What you have to do: Look through the data and write out every line with the word "understand" in it.

Data provided:

PR #1838, opened 2024-01-08
feat(parser): add types for built-in schemas

am29d:
## Description of your changes

This PR adds type exports for the built in schemas. I have slightly changed the names by adding `Event` suffix. This is similar to the data classes used in python and supports the typing of the `event` object of the handler.

We don't need all the schema object to be reexported as types, because `z.infer` will catch all the nested structure implicitly. 

### Related issues, RFCs

**Issue number:** closes #1837 

## Checklist

- [x] [My changes meet the tenets criteria](https://docs.powertools.aws.dev/lambda/typescript/#tenets)
- [x] I have performed a *self-review* of my own code
- [x] I have *commented* my code where necessary, particularly in areas that should be flagged with a TODO, or hard-to-understand areas
- [ ] I have made corresponding changes to the *documentation*
- [x] My changes generate *no new warnings*
- [ ] I have *added tests* that prove my change is effective and works
- [x] The PR title follows the [conventional commit semantics](https://github.com/aws-powertools/powertools-lambda-typescript/blob/main/.github/semantic.yml#L2)

### Breaking change checklist

***Is it a breaking change?:*** NO

- [ ] I have documented the migration process
- [ ] I have added, implemented necessary warnings (if it can live side by side)

---

By submitting this pull request, I confirm that you can use, modify, copy, and redistribute this contribution, under the terms of your choice.

**Disclaimer**: We value your time and bandwidth. As such, any pull requests created on non-triaged issues might not be successful.

PR #2179, opened 2024-03-08
chore(parser): add parser subpath exports to package.json

### LINKED ISSUE #2177: Maintenance: add subpath exports to package.json
### Summary

We currently don't export subpaths for `envelopes`, `schemas` and `types` in our `package.json`, and we should add them, so customers can import them.

### Why is this needed?

So customers can granularly import schemas and envelopes following the same standard that we have introduced with in v2.

_No response_

### Solution

_No response_

### Acknowledgment

### Future readers

am29d:
This PR adds exports to `package.json` following the convention we use since v2. 

### Related issues, RFCs

**Issue number:** closes #2177 

## Checklist

### Breaking change checklist

---


packages/parser/package.json
```diff
@@ -37,6 +37,38 @@
...
+    "./middleware": {
+      "require": "./lib/cjs/middleware/parser.js",
+      "import": "./lib/esm/middleware/parser.js"
+    },
+    "./schemas": {
+      "require": "./lib/cjs/schemas/index.js",
+      "import": "./lib/esm/schemas/index.js"
+    },
+    "./envelopes": {
+      "require": "./lib/cjs/index.js",
```
dreamorosi, line 50: I think we're missing a level (`envelopes`) in the path here.

packages/parser/package.json
```diff
@@ -37,6 +37,38 @@
...
+      "import": "./lib/esm/index.js"
+    }
```
dreamorosi, line 52: We're also missing a `exports.types` to match the `typeVersions.*.types` one.

packages/parser/src/schemas/index.ts
dreamorosi, line 1: I've spot checked some of the files and they all seem to have only export, which makes the `*` safe at this point.

I'd still however go with an explicit named export like `export { fooBar } from './alb.js';` to avoid future issues.

With the `*` export, if we add any exported module to any one of the files it'll end up exposed & potentially in customers bundles.

I think overall being explicit > than terse, even at the risk of being pedantic here.

packages/parser/src/envelopes/index.ts
dreamorosi, line 1: Same comment I left for `packages/parser/src/schemas/index.ts` applies here.

packages/parser/src/types/index.ts
```diff
@@ -0,0 +1,3 @@
+export type { ParserOptions } from './ParserOptions.js';
+export type { Envelope } from './envelope.js';
+export * from './schema.js';
```
dreamorosi, line 3: Besides the `*` (see comment under `packages/parser/src/schemas/index.ts`), why are we exporting the schemas here?

These are Zod objects so it's better if we don't mix them with pure TS types. One benefit of this is that in the future when we put this in the Lambda layer we can cut off anything under `packages/parser/src/types` and make the layer smaller and more performant.

As a rule of thumb, if we're not doing `export type ...`, it shouldn't be under `pacakges/*/src/types` but either be under the default export or its own subpath.

dreamorosi (changes requested):
Left a couple of comments, looking forward to merge this once they're addressed.

Thank you for breaking down the items in a separate PR!

packages/parser/tests/unit/parser.decorator.test.ts
```diff
@@ -6,11 +6,11 @@
 
 import { LambdaInterface } from '@aws-lambda-powertools/commons/lib/esm/types';
```
dreamorosi, line 7: nit: this an the next line could be `import type ...`.

packages/parser/src/schemas/index.ts
am29d: agree on explicit exports, I was too lazy, changed in `schemas` and `envelopes`

packages/parser/src/types/index.ts
am29d: Probably the wording is misleading, these are not schema types, but types that we infer from the built-in schema, that can use during development (#1838). If customers bring `@types/aws-lambda` there might be a mismatch between development and runtime. 

```ts
import type { ALBEvent } from "@aws-lambda-powertools/parser/types";

@parser({ schema: AlbSchema })
public async handler(event: ALBEvent, _context: Context): Promise<unknown> {
  return event;
}
```

dreamorosi: Ok my bad here.

I saw `./schema.js` and assumed it was `packages/parser/src/schema` rather than `packages/parser/src/types/schema.ts`.

Makes sense, I'd just remove the `*` then but the import is fine.

am29d:
I have fixed the imports in tests to reach the target coverage and also removed unused exports, good thing to be explicit!

packages/parser/package.json
am29d: Added types block

dreamorosi (approved):
Thanks for this PR and for the interactions.

Issue #2188, opened 2024-03-08
Feature request: add helper function to decode base64 encoded strings


dreamorosi:
### Use case

Across the project we decode base64 encoded strings in two places: the Parameters utility when fetching configurations from AppConfig, and the upcoming JMESPath utility when using the `powertools_base64()` custom function.

To avoid code duplication we should extract this functionality in the commons package so that it can be reused by both consumers.

### Solution/User Experience

The utility should have a small footprint and an isolated export so that it can be tree shaken and removed from bundle when not used.

### Acknowledgment

- [X] This feature request meets [Powertools for AWS Lambda (TypeScript) Tenets](https://docs.powertools.aws.dev/lambda/typescript/latest/#tenets)
- [ ] Should this be considered in other Powertools for AWS Lambda languages? i.e. [Python](https://github.com/aws-powertools/powertools-lambda-python/), [Java](https://github.com/aws-powertools/powertools-lambda-java/), and [.NET](https://github.com/aws-powertools/powertools-lambda-dotnet/)

### Future readers

Please react with 👍 and your use case to help us understand customer demand.

PR #2189, opened 2024-03-08
improv(commons): expand type utils functions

Answer to the exercise:
- [x] I have *commented* my code where necessary, particularly in areas that should be flagged with a TODO, or hard-to-understand areas
Please react with 👍 and your use case to help us understand customer demand.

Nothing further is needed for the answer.